I’m curious as to why BF quoted Charles Krauthammer, a fringe conservative columnist, as some sort of evidence as to what Democrats want. Krauthammer is not a Dem expressing a personal intention or agenda, he’s writing alarmist rhetoric about what he thinks he Dems want to do. What’s the point of quoting him?

Well, first of all, ITR champion didn’t say all guns. He/she just said “No one in the Democratic party has ever attempted to ban guns.” As I’ve pointed out, that’s false.

Second, Feinstein attempted to ban handguns, and the sale, manufacture, and distribution of all firearms, and the sale, manufacture, and distribution of all ammunition.

Third, as I’ve already pointed out, guns won’t work without ammunition. And when guns are used, ammunition is spent. By restricting the sale of ammunition, Feinstein, et al., effectively banned all guns by banning an integral part of their operation.

First of all, I never said anyone had attempted to impose an all out ban. I was merely responding to ITR champion’s statement that “No one in the Democratic party has ever attempted to ban guns.” Obviously, Diane Feinstein, et al., have attempted to ban guns.

Second, Feinstein, et al.,'s ban was not “all out” in name only. Suggesting that a ban on the sale, manufacture, and distribution of ammunition is not a ban on guns is similar to suggesting a ban on the sale, manufacture, and distribution of gasoline is not a ban on automobiles. Sure, people could keep the gas they’ve got in their cars right now, but what happens when that runs out? Their cars become useless.

This is irrelevant. I’m not trying to paint the Dems as extremists. I’m not trying to paint the Dems as anything. I’m just pointing out that ITR champion’s statement was patently false.

Moreover, if we’re talking about whom to fear when it comes to gun rights, I’d say that the Dems are the party to fear relative to the Reps. It’s the same with Republicans and abortions: Reps don’t actually want to ban abortions (except for some of the extremists, a la Feinstein), but they want to restrict them more than Dems do.

I would say that this is a pretty fair summation of the situation. My objection was to those who would assert that the Democratic party -as a party- has a far range agenda for an all-out gun ban.

Don’t be too sure. Only Nixon could go to China, and perhaps only the Reps can get away politically with gun restrictions. When you start to hear Republican pols losing their fear enough to say “Ya know, there really is a problem here, and perhaps we ought to look at it”, then you can take that seriously.
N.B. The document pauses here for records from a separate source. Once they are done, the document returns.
PR #1688, opened 2023-05-24
Feat: 979 reusable tooltip component

Sepehr-Sobhani:
[ZH CARD 979](https://app.zenhub.com/workspaces/climate-action-secretariat-60ca4121764d710011481ca2/issues/gh/bcgov/cas-cif/979)

NOTE: we need to check accessibility using axe once we render the tooltip in any fields.

### DIFF
--- a/app/lib/theme/colors.ts
+++ b/app/lib/theme/colors.ts
@@ -2,5 +2,5 @@
 export const BC_GOV_LINKS_COLOR: string = "#1A5A96";
 export const BC_GOV_PRIMARY_BRAND_COLOR_BLUE: string = "#003366";
 // App specific colors
-export const TASKLIST_GREY_BG_COLOR: string = "#E5E5E5";
-export const MAIN_BG_COLOR: string = "#fafafc";
+export const DARK_GREY_BG_COLOR: string = "#E5E5E5";
+export const LIGHT_GREY_BG_COLOR: string = "#fafafc";
--- a/app/lib/theme/colors.ts
+++ b/app/lib/theme/colors.ts
@@ -1,0 +1,6 @@
+// BC GOV colors
+export const BC_GOV_LINKS_COLOR: string = "#1A5A96";
+export const BC_GOV_PRIMARY_BRAND_COLOR_BLUE: string = "#003366";
+// App specific colors
+export const TASKLIST_GREY_BG_COLOR: string = "#E5E5E5";
+export const MAIN_BG_COLOR: string = "#fafafc";
--- a/app/lib/theme/widgets/ContextualHelp.tsx
+++ b/app/lib/theme/widgets/ContextualHelp.tsx
@@ -3,6 +3,7 @@ import { faExclamationCircle } from "@fortawesome/free-solid-svg-icons";
 import { FontAwesomeIcon } from "@fortawesome/react-fontawesome";
 import Tooltip from "@mui/material/Tooltip";
 import { BC_GOV_LINKS_COLOR, DARK_GREY_BG_COLOR } from "../colors";
+import parse from "html-react-parser";
 
 /**
  * @param {string} text - The text of the tooltip to be displayed (can be HTML)
@@ -17,6 +18,7 @@ import { BC_GOV_LINKS_COLOR, DARK_GREY_BG_COLOR } from "../colors";
  *   "icon": faExclamationCircle,
  *   "placement": "top"
  * }
+ * NOTE: we are using html-react-parser package to parse the text of the tooltip to allow for HTML tags and avoid using dangerouslySetInnerHTML
  */
 
 interface ContextualHelpProps {
@@ -49,7 +51,7 @@ const ContextualHelp: React.FC<ContextualHelpProps> = ({
   return (
     <>
       <Tooltip
-        title={<span dangerouslySetInnerHTML={{ __html: text }} />}
+        title={parse(text)}
         arrow
         placement={placement}
         role="tooltip"
--- a/app/lib/theme/widgets/ContextualHelp.tsx
+++ b/app/lib/theme/widgets/ContextualHelp.tsx
@@ -2,7 +2,7 @@ import { IconDefinition } from "@fortawesome/fontawesome-svg-core";
 import { faExclamationCircle } from "@fortawesome/free-solid-svg-icons";
 import { FontAwesomeIcon } from "@fortawesome/react-fontawesome";
 import Tooltip from "@mui/material/Tooltip";
-import { BC_GOV_LINKS_COLOR, TASKLIST_GREY_BG_COLOR } from "../colors";
+import { BC_GOV_LINKS_COLOR, DARK_GREY_BG_COLOR } from "../colors";
 
 /**
  * @param {string} text - The text of the tooltip to be displayed (can be HTML)
@@ -71,12 +71,12 @@ const ContextualHelp: React.FC<ContextualHelpProps> = ({
           cursor: pointer;
         }
         :global(.MuiTooltip-tooltip) {
-          background-color: ${TASKLIST_GREY_BG_COLOR};
+          background-color: ${DARK_GREY_BG_COLOR};
           box-shadow: 5px 5px 5px #888888;
           color: black;
         }
         :global(.MuiTooltip-tooltip .MuiTooltip-arrow) {
-          color: ${TASKLIST_GREY_BG_COLOR};
+          color: ${DARK_GREY_BG_COLOR};
         }
         :global(.MuiTooltip-tooltip a) {
           color: ${BC_GOV_LINKS_COLOR};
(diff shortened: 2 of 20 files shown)


app/lib/theme/widgets/ContextualHelp.tsx
```diff
@@ -0,0 +1,89 @@
+import { IconDefinition } from "@fortawesome/fontawesome-svg-core";
+import { faExclamationCircle } from "@fortawesome/free-solid-svg-icons";
+import { FontAwesomeIcon } from "@fortawesome/react-fontawesome";
+import Tooltip from "@mui/material/Tooltip";
+import { BC_GOV_LINKS_COLOR, TASKLIST_GREY_BG_COLOR } from "../colors";
+
+/**
+ * @param {string} title - The title of the tooltip to be displayed (can be HTML)
```
BCerki, line 8: I find "title" misleading because some of our tooltips are going to show sentences and bullets. I know we can't change the MUI prop names, but here we could say "the text the tooltip will display" (or whatever)

Also these params are great documentation

app/tests/unit/lib/theme/widgets/ContextualHelp.test.tsx
```diff
@@ -0,0 +1,36 @@
+import { render, screen } from "@testing-library/react";
+import { faExclamationCircle } from "@fortawesome/free-solid-svg-icons";
+import ContextualHelp from "lib/theme/widgets/ContextualHelp";
+
+describe("ContextualHelp component", () => {
+  const titleMock = "Tooltip Title";
```
BCerki, line 6: If we move away from the word "title", could change to whatever the replacement is here too

app/tests/unit/lib/theme/widgets/ContextualHelp.test.tsx
```diff
@@ -0,0 +1,36 @@
...
+    const componentUnderTest = render(
+      <ContextualHelp
+        title={titleMock}
+        icon={faExclamationCircle}
+        label={labelMock}
+      />
+    );
+    const tooltipElement = screen.getByRole("tooltip");
+    const tooltipIcon = screen.getByRole("img", {
+      hidden: true,
```
BCerki, line 19: Why are they hidden?

app/lib/theme/colors.ts
```diff
@@ -0,0 +1,6 @@
+// BC GOV colors
+export const BC_GOV_LINKS_COLOR: string = "#1A5A96";
+export const BC_GOV_PRIMARY_BRAND_COLOR_BLUE: string = "#003366";
+// App specific colors
+export const TASKLIST_GREY_BG_COLOR: string = "#E5E5E5";
+export const MAIN_BG_COLOR: string = "#fafafc";
```
BCerki, line 6: Love this refactor. I'm not sure about the naming of LINKS and MAIN_BG_COLOR though--links is used on things besides links, and bg-color is used in the tasklist not just main. Maybe there are more accurate names? (Unless these are the BC design system names, in which case disregard.)

app/lib/theme/widgets/ContextualHelp.tsx
```diff
@@ -0,0 +1,89 @@
...
+ * @param {IconDefinition} icon - The icon to display in the tooltip; defaults to faExclamationCircle
+ * @param {string} placement - The placement of the tooltip; defaults to "top"
+ * @param {string} label - The label of the tooltip to be used as the aria-labelledby attribute; this gets passed by the parent component(FieldLabel)
+ * @returns {ReactElement} - The tooltip component
+ * To use this component, simply add "ui:tooltip" object to the uiSchema of the field you want to add a tooltip to.
```
BCerki, line 13: This component will also be used on the diffs page, which doesn't use rjsf. It looks to me like we can use it like any react component (`<ContextualHelp />`), but want to check if you had any concerns with it being used that way

app/lib/theme/widgets/FieldLabel.tsx
```diff
@@ -17,16 +19,36 @@ const FieldLabel: React.FC<Props> = ({
     return null;
   }
 
+  // Show the tooltip if the uiSchema has a tooltip object
+  const ContextualHelpWidget = () => {
+    const tooltipObj = uiSchema?.["ui:tooltip"];
+    if (
+      !tooltipObj ||
+      typeof tooltipObj !== "object" ||
+      (typeof tooltipObj === "object" && Array.isArray(tooltipObj))
```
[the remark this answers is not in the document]
Sepehr-Sobhani: Just as a sanity check, we don't have to have this check since we already get front-end errors if we don't pass proper params.

app/lib/theme/widgets/ContextualHelp.tsx
```diff
@@ -0,0 +1,89 @@
...
+    | "right-start"
+    | "top-end"
+    | "top-start";
+  label: string;
+}
+
+const ContextualHelp: React.FC<ContextualHelpProps> = ({
+  title,
+  icon = faExclamationCircle,
+  placement = "bottom",
```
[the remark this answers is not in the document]
Sepehr-Sobhani: I think the same, just wanted to make it more configurable in case we wanted to use it anywhere else.

app/lib/theme/colors.ts
Sepehr-Sobhani: The link is coming from BC GOV design system: https://developer.gov.bc.ca/Design-System/Colour-Palette
But for the other one I really didn't have a better name and I'm terrible at naming variables :D please suggest some!

app/lib/theme/widgets/ContextualHelp.tsx
```diff
@@ -0,0 +1,89 @@
...
+  label,
+}) => {
+  // generate a unique id for the tooltip based on the label
+  const tooltipId = `${label.replace(/\s+/g, "-").toLowerCase()}-tooltip`;
+  return (
+    <>
+      <Tooltip
+        title={<span dangerouslySetInnerHTML={{ __html: title }} />}
```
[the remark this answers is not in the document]
Sepehr-Sobhani: I tried it but didn't work since we want to pass HTML code as the text. Also, I think it's safe to use `dangerouslySetInnerHTML` here since we are not getting user input here and simply passing the text from the UI schema to the client side.

app/lib/theme/widgets/ContextualHelp.tsx
Sepehr-Sobhani: If I understood your point correctly, We have this tooltip on the diffs page too:
Screenshot 2023-05-29 at 4 26 06 PM

app/tests/unit/lib/theme/widgets/ContextualHelp.test.tsx
Sepehr-Sobhani: The icon has an `img` role but when we want to get it using `getByRole` it doesn't find an accessible element with that role, but if we pass `hidden: true` since the SVG has the `aria-hidden=true` by default, we can select that element for testing purposes.
Also why `aria-hidden=true` on `img` role?: https://www.w3.org/TR/wai-aria-1.2/#tree_exclusion

app/lib/theme/widgets/ContextualHelp.tsx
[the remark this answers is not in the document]
BCerki: I read that thing about it being safe if you never get user input, but I think I'd still like a second opinion on this one since it's a potential security thing. @mikevespi or @dleard, could you please weigh in?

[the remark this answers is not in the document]
Sepehr-Sobhani: I would love to change this if there's a workaround to this. I've found a way to parse HTML as text by adding the below package to the code but I'm not sure if it's really necessary:
https://www.npmjs.com/package/html-react-parser

app/lib/theme/colors.ts
mikevespi: It is generally a good idea to listen to Chris Coyier about css ^

app/tests/unit/lib/theme/widgets/ContextualHelp.test.tsx
```diff
@@ -0,0 +1,37 @@
+import { render, screen } from "@testing-library/react";
+import { faExclamationCircle } from "@fortawesome/free-solid-svg-icons";
+import ContextualHelp from "lib/theme/widgets/ContextualHelp";
+
+describe("ContextualHelp component", () => {
+  const textMock = "Tooltip Text";
```
BCerki, line 6: I'd suggest adding html to the text mock and checking that things look right after it gets parsed. There could also be another test with malformed html to see if the parser handles that well

Sepehr-Sobhani: That's a good point I've added an extra test for HTML text, Thanks 👍 I think the second test is not needed since we don't want to test the package itself.

BCerki (approved):
🪂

Whenever a Dem says anything of the sort, though, it’s like Pavlov ringing a bell in front of the NRA, and it’s easy for the Reps they control not to stick their necks out. Remember what Pierce said about Bush during the 2000 campaign, for instance.

For veteran blog readers, there’s no distinction there.

So, who can name a free and secure state, that doesn’t have a well regulated militia?

Heh, just because your party is a bunch of nutbags, don’t try to ruin the Democratic party too. :smiley: I just don’t think privitization is the panacea Libertarians believe it to be.

Age Quod Agis:

It’s not about scoring political points, but assessing the actual threat.

If the Republican mainstream achieves its policy goals on abortion, will women who have gotten pregnant accidentally be able to get abortions? No.

If the Democrat mainstream achieves its policy goals on guns, will Americans still be ale to buy or keep rifles, pistols and shotguns? Yes.

No point, really. It’s where I had gotten my source for the reply to ITR earlier in this thread.

Are not Kennedy Schumer and Feinstein leadership in the democratic party? If so then how far is the mainstream away from them?

I really thought that I was gonna get ripped for the stuff I posted in post #88, but then again, maybe not. I know it’s hard for our opposition to keep a straight face when they start laughing about the “slippery slope”. We’re just a bunch of anachronistic doofus’s, ain’t we?

You did get ripped. You quoted a columnist as supposedly representing the Democratic party platform, and it was pointed out how silly that was.